- Born: 23 February 1951 (age 75)^{[citation needed]} Glasgow, Scotland
- Education: University of St Andrews; University of Strathclyde;
- Known for: Software engineering textbook
- Scientific career
- Fields: Computer science Systems engineering
- Workplaces: University of St Andrews (2006–2014); Lancaster University (1986–2006); University of Strathclyde (1978–1986); Heriot-Watt University (1975–1978);
- Website: iansommerville.com

= Ian Sommerville (software engineer) =

British academic

Ian F. Sommerville (born 23 February 1951), is a British academic. He is the author of a popular student textbook on software engineering, as well as a number of other books and papers. He worked as a professor of software engineering at the University of St Andrews in Scotland until 2014 and is a prominent researcher in the field of systems engineering, system dependability and social informatics, being an early advocate of an interdisciplinary approach to system dependability.

==Education and personal life==
Ian Sommerville was born in Glasgow, Scotland in 1951.
He studied Physics at Strathclyde University and Computer Science at the University of St Andrews. He is married and has two daughters. As an amateur gourmet, he has written a number of restaurant reviews.

==Academic career==
Ian Sommerville was a lecturer in Computer Science at Heriot-Watt University in Edinburgh, Scotland from 1975 to 1978 and at Strathclyde University, Glasgow from 1978 to 1986.
From 1986 to 2006, he was Professor of Software Engineering in the Computing Department at the University of Lancaster, and in April 2006 he joined the School of Computer Science at St Andrews University, where he taught courses in advanced software engineering and critical systems engineering. He retired in January 2014 and since continues to do software-related things that he finds interesting.

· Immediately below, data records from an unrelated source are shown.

PR #2040, opened 2026-07-31
Parse Sail CLINT and SIG bases from sail.json

### LINKED ISSUE #1630: ACT4 assumes that CLINT for sail is at 0x02000000
While this in general should not affect the test flow, if the DUTs start address is aliasing this address, the test cannot be run using sail simulator.

This is only a limitation on the riscv-arch-test part, as riscv-sail already has an option to change the address of Clint.

jordancarlin:
Parse the CLINT and SIG addresses from `sail.json` instead of hardcoding them in `sail_macros.h`. This is required to support users who move the CLINT to a different memory address.

Also add a check to ensure the CLINT and SIG are enabled in sail.json and provide guidance on what to do if your DUT does not support a CLINT.

Fixes #1630

### DIFF
--- a/framework/src/act/build_plan.py
+++ b/framework/src/act/build_plan.py
@@ -12,6 +12,8 @@ import importlib.resources
 from collections import defaultdict
 from pathlib import Path
 
+import pyjson5
+
 from act.build_types import BuildTask, PythonAction, SubprocessAction, SymlinkAction
 from act.config import CompilerType, Config, CoverageSimulator, RefModelType, spike_isa_string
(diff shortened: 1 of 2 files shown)


davidharrishmc (commented):
Should this be mentioned in CTP or setup guide too?

jordancarlin:
I think the setup guide is in need of a bit of an overhaul. There are quite a few subtle things that are not really captured there. I'd rather defer adding this to a follow up PR that tackles it more holistically.

davidharrishmc (approved):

Ian Sommerville's research work, partly funded by the EPSRC has included systems requirements engineering and system evolution. He defined the process of Construction by configuration (CbC). A major focus has been system dependability, including the use of social analysis techniques such as ethnography to better understand how people and computers deliver dependability. He was a partner in the DIRC (Interdisciplinary Research Collaboration in Dependability) consortium, which focused on dependable systems design and is now (2006) working on the related INDEED (Interdisciplinary Design and Evaluation of Dependability) project. He has also been a member of the board of advisors to the IEEE SWEBOK project. He has worked on a number of European projects involving collaboration between academia and commercial enterprises, such as the ESPRIT project REAIMS (Requirements Engineering adaptation and improvement for safety and dependability).

==Public activities==
In 2006, Ian Sommerville was one of 23 academics in the computer field who wrote open letters calling for an independent audit of the British National Health Service's proposed Programme for IT (NPfIT) and expressing concern about the £12.4 billion programme.

==Publications==
Most widely read of Sommerville's publications is probably his student text book Software Engineering, currently in its 10th edition along with other textbooks Sommerville has also authored or co-authored numerous peer reviewed articles, papers.